Stacking fault induced hardening and grain size effect in nanocrystalline CoNiCrFeMn high-entropy alloy

A broad variation of stacking fault energy (SFE) in high entropy alloys (HEAs) gives rise to rich deformation mechanisms and unique mechanical properties of HEAs. In this paper, we aim to reveal the interplay between grain boundaries and stacking faults in governing the strength and flow stress of CoNiCrFeMn HEA. We carried out atomistic simulations for the tension of polycrystalline CoNiCrFeMn HEA of different grain sizes from 3.0 to 48.6 nm at different temperatures. The tensile flow stress of the HEA follows the traditional Hall-Petch (HP) relation till grain size is down to 15.0 nm. Massive stacking faults contribute to the extra hardening and render a rather gradual drop of flow stress with increasing grain size: In the regime governed by HP relation, partial dislocations emitting from grain boundaries are primarily leading partials; and resulted stacking fault (SF) can serve as barriers to dislocation gliding on intersecting planes. This mild hardening mechanism complements strong hardening from grain boundaries. We expect SF induced hardening could be general in polycrystalline HEAs. The findings reported here may provide a basis and engineering guidance for strengthening and toughening the design of a broad range of HEAs characterized by a wide spectrum of SFEs.(c) 2022 The Author(s).
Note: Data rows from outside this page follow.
PR #2798, opened 2026-06-20
perf(renderer): stop refetching every query on window focus

pauldambra:
## Problem

Returning to PostHog Code (alt-tab back into the window) froze the UI: the renderer pegged the main thread at 100%+ while the main process sat idle at ~2%.

`apps/code/src/renderer/utils/queryClient.ts` set `refetchOnWindowFocus: true` globally, and a `focusManager` listener deliberately maps window `focus`/`blur` to refetch (Electron renderers stay "visible" on app-switch, so `visibilitychange` alone never fires). So **every active query refetched the instant you returned to the app** — a synchronous refetch-and-re-render burst, worst after being away >5min when every query is also stale.

## Change

- Default `refetchOnWindowFocus` to `false` in the renderer query client. This kills the storm; data still refreshes via tRPC subscriptions and the file watcher, and the inbox hooks already set `false` per-query.
- Correct the `focusManager` listener comment: it is **not** removed (it still gates `refetchInterval` background-poll pausing, which TanStack ties to focus state), but its comment no longer claims to drive focus-refetch.

`currentUser` keeps its `refetchOnWindowFocus: "always"` override (unchanged from main) so the AI-approval gate still clears on return — that is one cheap query, not the storm.

## Measurement

Captured against the running dev app over CDP (React commit hook + `longtask` observer, focus synthesized to reproduce "return to app"):

| per focus event | before | after (global flip) | idle baseline |
| --- | --- | --- | --- |
| React commits | 12 | 2-4 | 4 / 5s |
| long tasks | 1 | 0 | 0 |
| main thread blocked | 53-73ms | 0ms | 0ms |
| commit work | ~125ms | 11-28ms | - |

(With `currentUser` keeping `"always"`, expect ~1 extra query refetch + a small commit per focus — still far below the original 12-commit storm.)

## Follow-ups (separate PRs)

- #2799 — debounce/coalesce file-watcher query invalidations.
- Streaming render perf (CodePreview editor recreation, tool-view memoization) — pending a live streaming trace before touching render code.

### DIFF
--- a/apps/code/src/renderer/utils/queryClient.test.ts
+++ b/apps/code/src/renderer/utils/queryClient.test.ts
@@ -63,6 +63,14 @@ describe("getCachedTask", () => {
   });
 });
 
+describe("defaultOptions", () => {
+  it("defaults refetchOnWindowFocus to false so returning to the app does not refetch every query", () => {
+    expect(queryClient.getDefaultOptions().queries?.refetchOnWindowFocus).toBe(
+      false,
+    );
+  });
+});
+
 describe("focusManager", () => {
   it("flips focus state on window focus/blur events", () => {
     window.dispatchEvent(new Event("blur"));
--- a/apps/code/src/renderer/utils/queryClient.ts
+++ b/apps/code/src/renderer/utils/queryClient.ts
@@ -10,10 +10,12 @@ export const queryClient = new QueryClient({
   },
 });
 
-// Electron renderers stay visible when the BrowserWindow loses OS focus, so
-// `document.visibilitychange` (TanStack's default signal) never fires on
-// app-switch. Listen to window `focus`/`blur` as well so refetchOnWindowFocus
-// actually triggers when the user returns from an external browser.
+// Electron renderers stay "visible" when the BrowserWindow loses OS focus, so
+// `document.visibilitychange` (TanStack's default focus signal) never fires on
+// app-switch. Track window `focus`/`blur` so `focusManager` knows when the app
+// is backgrounded and pauses `refetchInterval` polling for the queries that
+// don't set `refetchIntervalInBackground`. Refetch-on-focus is off (see
+// `defaultOptions` above); this listener exists only for the polling gate.
 focusManager.setEventListener((handleFocus) => {
   if (typeof window === "undefined") return;
 
--- a/apps/code/src/renderer/utils/queryClient.ts
+++ b/apps/code/src/renderer/utils/queryClient.ts
@@ -5,7 +5,7 @@ export const queryClient = new QueryClient({
   defaultOptions: {
     queries: {
       staleTime: 1000 * 60 * 5,
-      refetchOnWindowFocus: true,
+      refetchOnWindowFocus: false,
     },
   },
 });
--- a/packages/ui/src/shell/App.tsx
+++ b/packages/ui/src/shell/App.tsx
@@ -59,7 +59,6 @@ function App() {
     client: authenticatedClient,
     enabled:
       isAuthenticated && hasCompletedOnboarding && hasCodeAccess === true,
-    refetchOnWindowFocus: "always",
   });
   const currentOrg = currentUser?.organization;
   const needsAiApproval =
--- a/packages/ui/src/shell/App.tsx
+++ b/packages/ui/src/shell/App.tsx
@@ -59,6 +59,7 @@ function App() {
     client: authenticatedClient,
     enabled:
       isAuthenticated && hasCompletedOnboarding && hasCodeAccess === true,
+    refetchOnWindowFocus: "always",
   });
   const currentOrg = currentUser?.organization;
   const needsAiApproval =


pauldambra:
> [!NOTE]
>
> Multi-perspective review: qa-team, paul-reviewer, xp-reviewer, security-audit (all on Opus; Fable was unavailable)

The core change is sound and well-measured (per focus event: React commits 12 -> 2-4, long tasks 1 -> 0, main-thread block 53-73ms -> 0ms). No blocking issues. Two things surfaced; one is being fixed in a follow-up commit, one is a judgement call for the author.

Published by Elsevier Ltd.

Automated summary

This paper investigates the interplay between grain boundaries and stacking faults in governing the strength and flow stress of high entropy alloys (HEAs). The results show that stacking faults play an important role in the strengthening of HEAs, and the hardening mechanism induced by stacking faults complements the strong hardening from grain boundaries.